# Finally registered



## Mr.Bean (Feb 9, 2017)

Hello everyone,

I've been lurking around here for years, finally got around to actually register. Thought I might introduce myself.

First espresso machine I bought was a La Pavoni Pro. Lever machine. Imported it from Italy, the old fashioned way, using actual

letters (no Internet back then) to and from Pavoni. I loved that machine, a bit fiddly but after a decade or so I learned how

to make very good espresso with it. It has some tweaks to it, adjusted pressure, brass piston. But only minor ones tbh.

A couple of decades and several maintenances later I needed to make espresso a lot faster, so I managed to find an old Rancilio Classe 6E, and restored it to working order. That was 6 years ago, so it is currently in my workshop getting restored again, possibly with some upgrades/modifications. I am still in the tear down/order parts stage of the Rancilio, but I get to use my old Lapavoni again.
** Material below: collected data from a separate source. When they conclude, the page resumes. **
PR #10087, opened 2021-11-11
fix(SideNav): add screen size check for aria-hidden value

### LINKED ISSUE #9895: [a11y]: Aria-hidden incorrectly set on sidebar
### Package

carbon-components-react

### Browser

Chrome

### Operating System

MacOS

### Package version

7.45.0

Axe Devtools

### Assistive technology

_No response_

### Description

The sidebar on desktop will have `aria-hidden="true"` even though it's open and so should be accessible

### WCAG 2.1 Violation

_No response_

### CodeSandbox example

https://codesandbox.io/s/ibm-sidenav-a11y-jo16k?file=/src/index.js

### Steps to reproduce

1. Open the codesandbox preview in a new window so that it is wide enough to show the sidenav expanded
2. Inspect the `nav` component of the sidebar and see that it has `aria-hidden="true"` but is visible

### Code of Conduct

dakahn:
Closes #9895 

The sidenav on screens greater than 1056px default to open (with the menu button hidden). The default expanded state is bugged (potentially in HeaderContainer which seems to expect isSideNavExpanded as a prop?). This adds a check that basically account for a screen width of larger than 1056 where the side nav is opened and not aria-hidden. 

I consider this a stopgap while functional component refactors are happening to the UIShell and it's components. 🏄🏾 

🎆 🎆 🎆 NOW FEATURING A USEMATCHMEDIA HOOK 🎆🎆 🎆 

#### Testing / Reviewing

check that the aria hidden value on the <nav> element inside header is properly set to false when sidenav is visible and true when it isn't 👍🏾 
image


packages/react/src/components/UIShell/SideNav.js
```diff
@@ -121,14 +121,21 @@ const SideNav = React.forwardRef(function SideNav(props, ref) {
     eventHandlers.onMouseLeave = () => handleToggle(false, false);
   }
 
+  function getAriaHiddenValue() {
+    if (expanded === false && window.innerWidth < 1056) {
+      return true;
+    }
+    return false;
+  }
+
```
joshblack: I think we'll need to do two things for this:

- Make sure we don't call `window` if the component is being SSR'd
- Make sure that this value doesn't go "stale", in other words this component should update if the width goes below 1056 or greater than 1056 so we don't get a mismatch when the browser resizes

For the first part, we can use `src/internal/environment` to get `canUseDOM` to guard against calling `window`, we can also put calls to window in a `useEffect` which don't run on the server.

This comes up for the second case where we most likely want to use `window.matchMedia`: https://developer.mozilla.org/en-US/docs/Web/API/Window/matchMedia

This is a browser API that lets us specify a media query and listen to changes for if the media query applies, or not. Here's a codesandbox to try and show this at play: https://codesandbox.io/s/amazing-kapitsa-6lyd5 👀

joshblack (changes requested):

packages/react/src/components/UIShell/SideNav.js
jnm2377: ah yeah, good call. Vince did something [similar](https://github.com/carbon-design-system/gatsby-theme-carbon/blob/c9a8e074a459c65ede37aea578d48c266cce3bc4/packages/gatsby-theme-carbon/src/components/ArtDirection.js#L7-L8) for `ArtDirection` component of Gatsby theme, bc it changes w/ diff breakpoints.

packages/react/src/components/UIShell/SideNav.js
```diff
@@ -121,12 +121,9 @@ const SideNav = React.forwardRef(function SideNav(props, ref) {
...
 
-  function getAriaHiddenValue() {
-    if (expanded === false && window.innerWidth < 1056) {
-      return true;
-    }
-    return false;
-  }
+  const isCollapsedWidth = useMatchMedia(`(max-width: 1055px)`);
+  const ariaHidden = expanded === false && isCollapsedWidth;
+  console.log(ariaHidden);
```
joshblack:
```suggestion
```

packages/react/src/components/UIShell/SideNav.js
```diff
@@ -121,12 +121,9 @@ const SideNav = React.forwardRef(function SideNav(props, ref) {
     eventHandlers.onMouseLeave = () => handleToggle(false, false);
   }
 
-  function getAriaHiddenValue() {
-    if (expanded === false && window.innerWidth < 1056) {
-      return true;
-    }
-    return false;
-  }
+  const isCollapsedWidth = useMatchMedia(`(max-width: 1055px)`);
```
joshblack: Would `isSideNavCollapsed` work better for this?

packages/react/src/internal/useMatchMedia.js
```diff
@@ -0,0 +1,37 @@
...
+
+    const mediaQueryList = window.matchMedia(mediaQueryString);
+    mediaQueryList.addEventListener('change', listener);
+
+    // make sure media query list and matches state are synced
+    setMatches(mediaQueryList.matches);
+
+    return () => {
+      mediaQueryList.removeEventListener('change', listener);
+    };
```
joshblack: For consistency, might help to make either `mediaQueryList` here `mql` or change `mql` on line 14 to `mediaQueryList`

packages/react/src/internal/useMatchMedia.js
```diff
@@ -0,0 +1,37 @@
...
+    if (canUseDOM) {
+      const mql = window.matchMedia(mediaQueryString);
+      return mql.matches;
+    }
+    return false;
+  });
+
+  useEffect(() => {
+    function listener() {
+      setMatches(mediaQueryList.matches);
```
joshblack:
```suggestion
    function listener(event) {
      setMatches(event.matches);
```

packages/react/src/internal/useMatchMedia.js
```diff
@@ -0,0 +1,37 @@
...
+    }
+
+    const mediaQueryList = window.matchMedia(mediaQueryString);
+    mediaQueryList.addEventListener('change', listener);
+
+    // make sure media query list and matches state are synced
```
joshblack:
```suggestion
    // Make sure the media query list is in sync with the matches state
```

packages/react/src/internal/useMatchMedia.js
```diff
@@ -0,0 +1,37 @@
...
+ * Copyright IBM Corp. 2016, 2018
+ *
+ * This source code is licensed under the Apache-2.0 license found in the
+ * LICENSE file in the root directory of this source tree.
+ */
+
+import { useState, useEffect } from 'react';
+import { canUseDOM } from '../../internal/environment';
+
+export function useMatchMedia(mediaQueryString) {
```
joshblack, line 11: If you can add tests for this, that'd be great. There's a good example from: https://jestjs.io/docs/manual-mocks#mocking-methods-which-are-not-implemented-in-jsdom that talks about it

We basically would want to test that:

- The initial state of the hook matches if the `mediaQueryList` matches
- When `change` is fired, the hook returns a value that matches what the change event matches
- When the `mediaQueryString` is changed, the state is kept in sync so that the returned value matches the new `mediaQueryList` matches value

joshblack (changes requested):

jnm2377:
@dakahn lmk when this is ready for review :)

dakahn:
@joshblack pushed up some tests for that hook. I'm at a total loss for your second testing comment. Wouldn't testing the state is in sync be testing the onChange was calling properly for the hook? 

also it seems like eslint jest have renamed some rules in a recent update. I'm getting this error when I commit
image


Which corresponds [with this rule](https://github.com/jest-community/eslint-plugin-jest/blob/main/docs/rules/valid-describe-callback.md) -- that it doesn't seem like i'm breaking, but I could just be missing something.

joshblack (approved):

joshblack:
@dakahn let me know if you need with the tests! Totally free this afternoon

packages/react/src/internal/useMatchMedia.js
```diff
@@ -0,0 +1,38 @@
...
+    return false;
+  });
+
+  useEffect(() => {
+    function listener(event) {
+      setMatches(event.matches);
+    }
+
+    const mediaQueryList = window.matchMedia(mediaQueryString);
+    // console.log(mediaQueryList);
```
abbeyhrt:
```suggestion
```

abbeyhrt (approved):
Looks good to me! Just a small commented out console left :)

jnm2377 (approved):

PR #10095, opened 2021-11-11
feat(react): add unstable_IconButton

### LINKED ISSUE #9967: Ship initial version of icon button based on design guidance

joshblack:
Closes #9967 

This PR adds in the `IconButton` component under `unstable` for v11

image

#### Changelog

**New**

- Add `src/components/IconButton` plus related tests and playground story

**Changed**

- Update `tooltip` to include `icon-tooltip`
- Update `tooltip` to have two new custom properties: `tooltip-padding-block` and `tooltip-padding-inline`

**Removed**

#### Testing / Reviewing

- Visit the `unstable_IconButton` story in our next storybook and verify that the component works and looks as expected
- Look at the Component API and double-check that it makes sense and matches our API guidelines
- Make sure tests pass as expected


joshblack:
@laurenmrice this should show up under the next storybook under the `unstable_IconButton` story! Let me know if you have any questions 👀

tay1orjones (approved):
Looks really great! I'm excited to see one less dependency in the button styles🏅

joshblack:
bump @jnm2377 @laurenmrice when you get a sec 👀

jnm2377 (approved):
Sorry for the delayed review. This looks 🔥

laurenmrice (changes requested):
**Tooltip sizing**
- [x] The caret for the icon button tooltip should be 8px x 4px in size.
- [x] There should be 2px padding on the top and the bottom of the text inside of the tooltip
Artboard

-----
**For `align`**
Take out alignments for:
- [x] left-bottom
- [x] left-top
- [x] right-bottom
- [x] right-top

**For `kind`**
The following buttons do not come as icon only buttons and should be removed from the dropdown:
- [x] danger
- [x] danger--primary
- [x] danger--ghost
- [x] danger--tertiary

aagonzales (changes requested):
Looks like the height of the tooltip container is 23px not 22.
image

Also the tooltip hangs around for a while after mousing away, is that intentional? I could see problems with that is there are multiple icons and a row.
Nov-19-2021 12-34-32

joshblack:
Thanks @aagonzales!

For the delay, there is a delay for entrance and exit that is a part of the spec. These are also configurable values as props so teams can have set the exit delay to 0 for that classic icon group approach 👀  Another option on our end could be to implement such that only one tooltip is visible at a time.

For the height, I just updated it to use `body-short-01` which should address the issue 👍

joshblack:
@aagonzales let me know if you have any more questions!

aagonzales (approved):
I think its fine from the comments I posted. Not sure if @laurenmrice had any other.

laurenmrice (approved):
🚀

PR #10120, opened 2021-11-16
fix(tabs): debounce scroll handler

### LINKED ISSUE #9698: [Bug]: Tabs do not have left scroll button when scrolled to the right side
### Package

### Browser

Safari

### Package version

10.43.0, 7.43.0

### Description

When a user scrolls tabs the left scroll arrow does not appear unless a resize event happens to the page (when the scroll position for the tabs is not 0 on the left).  

I found that using older React (like Sandbox defaulted to) worked but would throw a ton of errors. Using latest react (17.0.2) did not have errors but did not show the arrow unless I resized.

See recording here:
example3

Project reference: IBM Aspera

### CodeSandbox example

https://codesandbox.io/s/sleepy-ardinghelli-y8pry

### Steps to reproduce

Scroll list with either the right arrow or a trackpad. The left arrow does not appear when content goes off screen.  However, a resize event of window will trigger it to appear.  

Expected: The arrow appears as soon as Tabs container is not left scrolled at 0.

### Code of Conduct

tay1orjones:
Closes #9698 

Updates Tabs to debounce the scroll handler. 

@carbon-design-system/release this will need to be cut into a new patch release for v10.48. I'm more than happy to assist!

#### Changelog

**Changed**

- tabs: debounce scroll handler

#### Testing / Reviewing

- The original issue was only present in Safari. 
- In Safari, Check the `tabs` stories in the `carbon-components-react` storybook. 
- Scroll back and forth multiple times (10-20 times) and ensure that React does not throw an error; `Error: Maximum update depth exceeded.`

### DIFF
--- a/packages/react/src/components/Tabs/Tabs.js
+++ b/packages/react/src/components/Tabs/Tabs.js
@@ -153,6 +153,15 @@ export default class Tabs extends React.Component {
 
   _handleWindowResize = this.handleScroll;
 
+  /**
+   * The debounced version of the `scroll` event handler.
+   * @type {Function}
+   * @private
+   */
+  _debouncedHandleScroll = null;
+
+  _handleScroll = this.handleScroll;
+
   componentDidMount() {
     if (!this._debouncedHandleWindowResize) {
       this._debouncedHandleWindowResize = debounce(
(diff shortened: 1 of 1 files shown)


tay1orjones:
@dabrad26 thanks for the steps to repro the original issue in Safari! Let me know what you think on this one, I believe it should solve the issue. 👍

sstrubberg (approved):
🚀

joshblack (approved):

jnm2377 (approved):

PR #10134, opened 2021-11-17
chore(project): update prettier to 2.4.1

joshblack:
This PR updates our prettier dependency to 2.4.1

#### Changelog

**New**

**Changed**

- Update `package.json` to use latest prettier
- Update `prettier-config-carbon` to use latest prettier
- Use `bracketSameLine` instead of `jsxBracketSameLine`
- Run format on files

**Removed**

#### Testing / Reviewing

- Verify formatting changes are helpful, sometimes prettier misformats sass files and it can make things confusing


joshblack:
Actually, it looks like 2.4.1 breaks with `@forward '...' with ()` in Sass Modules so we'll need to wait for 2.5.0 which has the fix 👀

PR #10140, opened 2021-11-18
refactor(popover): update <div> to <span>

joshblack:
This PR refactors our popover to use `<span>` instead of `<div>` so that popovers may be used in inline tags like `<p>` for components like `DefinitionTooltip`. It also adds in an e2e test for VRT.

#### Changelog

**New**

- Add e2e test for Popover

**Changed**

- Change all tags to `<span>` for Popover

**Removed**

#### Testing / Reviewing

- Verify Percy has picked up the new VRT for Popover
- Verify Popover still renders as expected across browsers


jnm2377 (approved):
LGTM. Popover is working as expected. 👍🏽

jnm2377:
oh, just noticed Percy shows a change in the snapshot, but I can't actually tell what has changed... 🤔 It looks right to me..

aledavila (approved):
lgtm. Percy just says new snapshot not even a changed one

dakahn (approved):
Nice! Good ol reliable spans to the rescue 👍🏾

PR #12807, opened 2022-12-06
DO NOT MERGE: chore(carbon-platform): migrate StorybookDemo instances to new API

francinelucca:
Co-authored-by: Andrea Cardona <Andrea.Cardona@ibm.com>

Preparing this for when platform's https://github.com/carbon-design-system/carbon-platform/pull/1497 is merged and the `StorybookDemo` component's API changes :)

### DIFF
--- a/packages/react/src/components/Accordion/docs/overview.mdx
+++ b/packages/react/src/components/Accordion/docs/overview.mdx
@@ -3,10 +3,6 @@
 <StorybookDemo
   themeSelector
   url="https://react.carbondesignsystem.com"
-  variants={[
-    {
-      label: 'Default',
-      variant: 'components-accordion--default'
-    }
-  ]}
-/>
+>
+  <Variant label="Default" variant="components-accordion--default" />
+</StorybookDemo>
--- a/packages/react/carbon.yml
+++ b/packages/react/carbon.yml
@@ -24,9 +24,9 @@ library:
         - title: Step 5
           path: 'https://github.com/carbon-design-system/carbon-website/blob/carbon-platform/src/pages/developing/react-tutorial/step-5.mdx'
         - title: Wrapping up
-          path: 'https://github.com/carbon-design-system/carbon-website/blob/main/src/pages/developing/react-tutorial/wrapping-up.mdx'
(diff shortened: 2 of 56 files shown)


aledavila (approved):

packages/react/src/components/Accordion/docs/overview.mdx
```diff
@@ -3,10 +3,6 @@
...
-  variants={[
-    {
-      label: 'Default',
-      variant: 'components-accordion--default'
-    }
-  ]}
-/>
+>
+  <Variant label="Default" variant="components-accordion--default" />
+</StorybookDemo>
```
jharvey10, line 8: @francinelucca this new API looks so nice!
What are your thoughts on the prop name of `variant` since the component is named also named `Variant`? Should we find a more specific name for the prop?

francinelucca: should we name it `path` instead? 'cause it is the path the variant lives in inside the `StorybookDemo` `url`

tay1orjones: @francinelucca You might consider `id` or a more descriptive `storyId`. As a reference, [our e2e tests](https://github.com/carbon-design-system/carbon/blob/b53e3e9e02a18e4cf94b9f90e31caf4e979ac05b/e2e/test-utils/storybook.js#L30-L31) visit stories via url like this and we mirror the pattern that storybook itself references/names these as.

`storyId` (or simply `id`) consists of a `component` and `story`:

```js
const component = `accordion`;
const story = `default`;
const storyId = `components-${component}--${story}`;
```

tay1orjones (approved):

packages/react/src/components/Accordion/docs/overview.mdx
alisonjoseph: I like `storyId` for the prop name.

francinelucca: same! I think we should go with `storyId` :)

francinelucca:
this is dependent on the [rmdx stuff](https://github.com/carbon-design-system/carbon-platform/pull/1497), I can reopen when we're ready!

PR #12821, opened 2022-12-09
style(Modal): scope p element styles to top level

### LINKED ISSUE #10098: [Bug]: Inline Notifications inside Modals CSS is messed up
### Package

### Browser

Safari

### Package version

10.46.0, React: 7.46.0

### Description

Inline Notifications Inside a Modal have messed up styling due to https://github.com/carbon-design-system/carbon/blob/2da12d0d99e45563d78431a0e6a19df92ac1ff54/packages/components/src/components/modal/_modal.scss#L134 targeting the `p` tag that Inline Notifications uses.

Probably avoid targeting tags or add `:not` for all possible parent components that can render in modal and use `p` (or switch InlineNotifications to div instead of `p`...

Screen Shot 2021-11-11 at 3 32 49 PM
Screen Shot 2021-11-11 at 3 33 49 PM

Product: IBM Aspera Starter

### CodeSandbox example

https://codesandbox.io/s/youthful-framework-cp4zh

### Steps to reproduce

Add InlineNotificaiton to Modal.
See Title/Subtitle in notification styling is wrong.

### Code of Conduct

tw15egan:
Closes https://github.com/carbon-design-system/carbon/issues/10098

Scopes styles a bit tighter so that elements further down the cascade are not inadvertently affected. 

#### Changelog

**Changed**

- added a `>` so that only top level `p` elements have styles applied

#### Testing / Reviewing

Ensure there are no visual regressions


alisonjoseph (approved):
Looks good to me, I do have a slight concern someone might be using this component and counting on these styles for any paragraphs they have inside the modal? However it makes sense not to do that. 😬

sstrubberg (approved):

PR #12835, opened 2022-12-12
feat: enable onblur method in inputs components

### LINKED ISSUE #12834: [Feature Request]:  onBlur method in TextInput component
### The problem

I have a use case that, after user fill some TextInputs, I need to make a request to calculate a value for my application. Right now, I am using onChange to call validator function and, after, request the value from API. This is slowing down our application and decreasing usability.

### The solution

We would also like to be able to listen to the blur event for TextInput component adding method onBlur to possible props.

### Examples

_No response_

### Application/PAL

Supplier and XFuel

### Business priority

### Available extra resources

I already done all necessary changes to this PR.

### Code of Conduct

niveamartins:
Closes #12834 

This PR adds onBlur method to all TextInput types.

#### Changelog

**New**

- now, dev can set a function to be called when focus out in an input setting the function on onBlur props.


tay1orjones:
https://github.com/carbon-design-system/carbon/issues/12834#issuecomment-1348735763

> `onBlur` should already be supported as we spread any extra props to the underlying input. Here is an example:
>
> https://stackblitz.com/edit/github-dodfnj?file=src/App.jsx

I'm going to close this as I think this is the appropriate resolution. Let us know if not and we can reopen!

PR #12840, opened 2022-12-13
fix(FluidInput): update fluid input labels to prevent wrapping

### LINKED ISSUE #12825: [Bug]: Fluid Input labels should scroll when text is long instead of breaking to new line
### Package

@carbon/styles

### Browser

Chrome

### Package version

Latest

### React version

_No response_

### Description

Refs https://github.com/carbon-design-system/carbon/pull/12737#pullrequestreview-1211952102

WRONG: 
image

Components that need to be updated:

- [ ] FluidComboBox
- [ ] FluidDatePicker
- [ ] FluidDropdown
- [ ] FluidMultiSelect
- [ ] FluidNumberInput
- [ ] FluidSelect
- [ ] FluidTextArea
- [ ] FluidTimePicker

### Suggested Severity

### Reproduction/example

Storybook

### Steps to reproduce

Add text to label

### Code of Conduct

tw15egan:
Closes https://github.com/carbon-design-system/carbon/issues/12825

Applies styles to labels to truncate text and prevent wrapping

#### Changelog

**New**

- Styles to truncate text for all Fluid Inputs

#### Testing / Reviewing

Ensure text truncates on long strings and that `Tooltip` inside of a label renders properly


aagonzales:
Should there be a preview able for this one? @tw15egan

tay1orjones:
@aagonzales @tw15egan I'm not sure why the previews didn't work, but I just updated with latest from `main` and it got them to pull through.

tay1orjones (commented):
When I put super long text into the label via devtools this is what I see

image

Is it supposed to wrap like this when the tooltip is present?

tw15egan:
@tay1orjones If I applied the styles to a label with a tooltip, the tooltip would not show up. This prevents wrapping for `label` when `Tooltip` is not present. If someone uses a tooltip, the additional information would be in the tooltip rather than going to two lines. 

Do you have any workarounds to get it to work with the `Tooltip`? The `overflow-x` seems to be the issue

tay1orjones (commented):
Recap of our convo and what we found might work:

- `width: calc(100% - 2rem);` on the `label`
- `white-space: nowrap;`, `overflow-x: scroll;`, plus scrollbar hiding styles on the `span.cds--toggletip-label` inside the `label`

tw15egan:
@tay1orjones thanks for the chat, all styles should be working properly now 🎉

aagonzales (approved):
Nice! It looks good to me.

tay1orjones (approved):

PR #12873, opened 2022-12-16
Add typescript types to combo box

### LINKED ISSUE #12538: Add TypeScript types to ComboBox

sierrawetmore:
Closes #12538

This PR converts ComboBox.js to typescript.

#### Changelog

**Changed**

- ComboBox.js has been converted to TS

#### Testing / Reviewing

These changes can be tested and verified by running a fresh yarn, yarn build and yarn storybook. Verify that the behavior in the ComboBox story remains unchanged


sierrawetmore:

sierrawetmore:
recheck

tay1orjones (changes requested):
Hey, thanks for contributing this! One minor ask - instead of renaming the `.js` file to `.tsx`, could you actually rename it using git?

`git mv packages/react/src/components/ComboBox/ComboBox.js packages/react/src/components/ComboBox/ComboBox.tsx`

This way the diff will clearly show the file extension change but also the proper unified diff showing your changes within file.

Right now it's hard to tell what you've added to the file vs was was in it to begin with.

Also we should wait to merge this until https://github.com/carbon-design-system/carbon/pull/12787 is in

tay1orjones:
Here’s an example of how the diff should look after renaming via `git mv` alongside changes within the file

image

sierrawetmore:
Thank, didn't realize that was the better way of renaming it. It should look better now!

tay1orjones (commented):
@sierrawetmore Awesome yeah that looks great! https://github.com/carbon-design-system/carbon/pull/12787 is in - I think it caused some merge conflicts here

sierrawetmore:
This is on my to-do list in the next couple days. Also waiting to see where we land on the generic types conversation.

packages/react/src/components/ComboBox/ComboBox.tsx
```diff
@@ -89,23 +266,21 @@ const ComboBox = React.forwardRef((props, ref) => {
...
     readOnly,
     selectedItem,
     shouldFilterItem,
     size,
     titleText,
     translateWithId,
-    type, // eslint-disable-line no-unused-vars
     warn,
     warnText,
-    onStateChange, // eslint-disable-line no-unused-vars
```
tay1orjones: Typically these are destructured out of `props` so that when `...rest` is spread onto a child element it won't cause errors trying to apply attributes to an element that doesn't support them. 

Can you confirm adding `type` and/or `onStateChange` onto the component does not produce errors in the browser console?

packages/react/src/components/ComboBox/ComboBox.tsx
```diff
@@ -134,17 +309,17 @@ const ComboBox = React.forwardRef((props, ref) => {
...
 
   const filterItems = (items, itemToString, inputValue) =>
-    items.filter((item) =>
+    items.filter((item) => shouldFilterItem ?
       shouldFilterItem({
         item,
         itemToString,
         inputValue,
-      })
+      }) : defaultShouldFilterItem()
```
tay1orjones: Where is `defaultShouldFilterItem` defined?

packages/react/src/components/ComboBox/ComboBox.tsx
```diff
@@ -134,17 +309,17 @@ const ComboBox = React.forwardRef((props, ref) => {
   }
 
   const filterItems = (items, itemToString, inputValue) =>
-    items.filter((item) =>
+    items.filter((item) => shouldFilterItem ?
```
tay1orjones: Why is this check necessary?

packages/react/src/components/ComboBox/ComboBox.tsx
```diff
@@ -374,6 +550,7 @@ const ComboBox = React.forwardRef((props, ref) => {
                     translateWithId={translateWithId}
                     disabled={disabled || readOnly}
                     onClearSelection={handleSelectionClear}
+                    selectionCount={0}
```
tay1orjones, line 554: Could you explain this addition? Not sure why the selectionCount would need to be defined at 0 for this case.

packages/react/src/components/ComboBox/ComboBox.tsx
```diff
@@ -16,6 +16,8 @@ import {
   WarningFilled,
 } from '@carbon/icons-react';
 import ListBox, { PropTypes as ListBoxPropTypes } from '../ListBox';
+import ListBoxMenuItem from '../ListBox/ListBoxMenuItem';
+import ListBoxMenu from '../ListBox/ListBoxMenu';
```
tay1orjones: I think it's possible that this could break tests in downstream consumer's projects that rely on the component name to select nodes/components in test assertions. Is there a way to retain the usage of the namespaced exports (`ListBox.Menu`, etc.) instead of these direct ones?

packages/react/src/components/ComboBox/ComboBox.tsx
```diff
@@ -382,48 +559,49 @@ const ComboBox = React.forwardRef((props, ref) => {
...
                               highlightedIndex === index ||
-                              (selectedItem?.id &&
-                                selectedItem?.id === item.id) ||
+                              ((selectedItem as any)?.id &&
+                              (selectedItem as any)?.id === item.id) ||
                               false
                             }
                             title={
-                              itemToElement ? item.text : itemToString(item)
+                              itemToElement ? item.text : itemToString ? itemToString(item) : defaultItemToString(item)
```
tay1orjones: Why is the addition of a new `default*()` function necessary here?

tay1orjones (changes requested):
The biggest blocker here I think is the props being destructured out of `...rest`. Also a few questions below

packages/react/src/components/ComboBox/ComboBox.tsx
```diff
@@ -89,23 +266,21 @@ const ComboBox = React.forwardRef((props, ref) => {
     light,
     onChange,
     onInputChange,
-    onToggleClick, // eslint-disable-line no-unused-vars
+    onToggleClick,
```
tay1orjones: Where is this being used now that we can remove the eslint line disable?

packages/react/src/components/ComboBox/ComboBox.tsx
sierrawetmore: This is defined here https://github.com/carbon-design-system/carbon/blob/e3823aa2e0b14022df8ba86b91edf61ad6d4948e/packages/react/src/components/ComboBox/ComboBox.tsx#L38

packages/react/src/components/ComboBox/ComboBox.tsx
sierrawetmore: `shouldFilterItem` is possibly undefined and results in a ts error if we do not check it.

packages/react/src/components/ComboBox/ComboBox.tsx
sierrawetmore: `itemToString` is possibly undefined, so we needed to check; but looking at this again, I'm not sure the default is really what we want here, since we don't know what item is or what properties it has.

packages/react/src/components/ComboBox/ComboBox.tsx
sierrawetmore: It is being used here https://github.com/carbon-design-system/carbon/blob/e3823aa2e0b14022df8ba86b91edf61ad6d4948e/packages/react/src/components/ComboBox/ComboBox.tsx#L363

packages/react/src/components/ComboBox/ComboBox.tsx
sierrawetmore: So `selectionCount` is a required property and the component now throws a ts error without it. The reason for it being 0, is that the selection count is used to show a badge next to the component when multiple items are selected. In this case, the combobox only allows a single selection, so that badge shouldn't be present and setting it to 0 (rather than 1) accomplishes that.

packages/react/src/components/ComboBox/ComboBox.tsx
sierrawetmore: Yeah, I don't recall the reason for changing this.

packages/react/src/components/ComboBox/ComboBox.tsx
sierrawetmore: I didn't realize that could be an issue and checking that further shows that adding `onStateChange` would cause an error in that case. I've added these props back in to avoid this.

packages/react/src/components/ComboBox/ComboBox.tsx
sierrawetmore: Updated to be 
```
                         title={
                              itemToElement
                                ? item.text
                                : itemToString
                                ? itemToString(item)
                                : undefined
                            }
``` 
which will keep the original behavior

tw15egan (approved):
Functionality hasn't changed, no failing tests / a11y violations. LGTM 👍🏻 ✅

tay1orjones (approved):
Thank you! 🏆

Slow but still makes very nice espresso.

Edit: Would an admin please move this post to the Introduction section, I can't seem to move it myself.


----------



## Rhys (Dec 21, 2014)

Welcome


----------



## lake_m (Feb 4, 2017)

Welcome! I would love to have a go a refurbishing an old commercial machine. Definitely on my bucket list. But need to finish the Landrover Defender project to clear space in the garage first!


----------



## Phil104 (Apr 15, 2014)

Welcome - and as a long time lurker you already know what a great forum it is.


----------



## hotmetal (Oct 31, 2013)

Welcome. Great first post and great handle - can't believe it wasn't already taken! We do like a good restoration thread on here, should you feel like documenting it. There are also (as you no doubt know) a few tech experts who might be able to offer advice should you need it, though it sounds like you have it all under control.


----------



## Mr.Bean (Feb 9, 2017)

Haha, yes the handle was a bit of a surprise. I allways struggle to find one I like (or at least can stand). 

I too suffer the problems of a home workshop, for some reason they allways end up being dimensionally challenged. Too much stuff and too little space seems to be a constant issue. Logic dictates that increasing the size of it, would result in available space, but workshops seldom seems to be affected by logic all that much.

I would love to have a Defender to restore too, but that will have to wait until the VW Transporter T4 has been converted to a camper (that is in my "5 year plan" for now) 

Thank you for making me feel welcome!


----------